§ **To do**
Which lines of the listing hold the string "Turn"? Copy those lines.

§ **Raw data**
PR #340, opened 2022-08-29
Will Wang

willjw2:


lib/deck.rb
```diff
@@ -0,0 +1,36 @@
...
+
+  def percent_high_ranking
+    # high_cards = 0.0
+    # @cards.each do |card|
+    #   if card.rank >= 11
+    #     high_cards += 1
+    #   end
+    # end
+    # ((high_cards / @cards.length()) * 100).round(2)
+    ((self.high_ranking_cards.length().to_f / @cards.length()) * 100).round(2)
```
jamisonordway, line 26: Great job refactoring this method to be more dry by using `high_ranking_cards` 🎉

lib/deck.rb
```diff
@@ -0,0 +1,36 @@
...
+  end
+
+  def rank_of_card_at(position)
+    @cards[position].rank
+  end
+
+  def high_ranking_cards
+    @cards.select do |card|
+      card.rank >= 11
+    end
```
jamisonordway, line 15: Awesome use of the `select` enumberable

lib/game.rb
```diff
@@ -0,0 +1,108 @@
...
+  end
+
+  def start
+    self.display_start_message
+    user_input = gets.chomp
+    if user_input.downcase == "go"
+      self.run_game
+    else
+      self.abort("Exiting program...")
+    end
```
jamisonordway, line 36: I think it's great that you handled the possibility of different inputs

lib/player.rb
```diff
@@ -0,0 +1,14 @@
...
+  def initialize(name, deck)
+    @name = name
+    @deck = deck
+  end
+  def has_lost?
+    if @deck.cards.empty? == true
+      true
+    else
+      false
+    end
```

---

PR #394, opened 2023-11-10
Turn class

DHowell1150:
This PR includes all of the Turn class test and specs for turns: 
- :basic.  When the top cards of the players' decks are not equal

§ **Response**
Turn class
This PR includes all of the Turn class test and specs for turns: 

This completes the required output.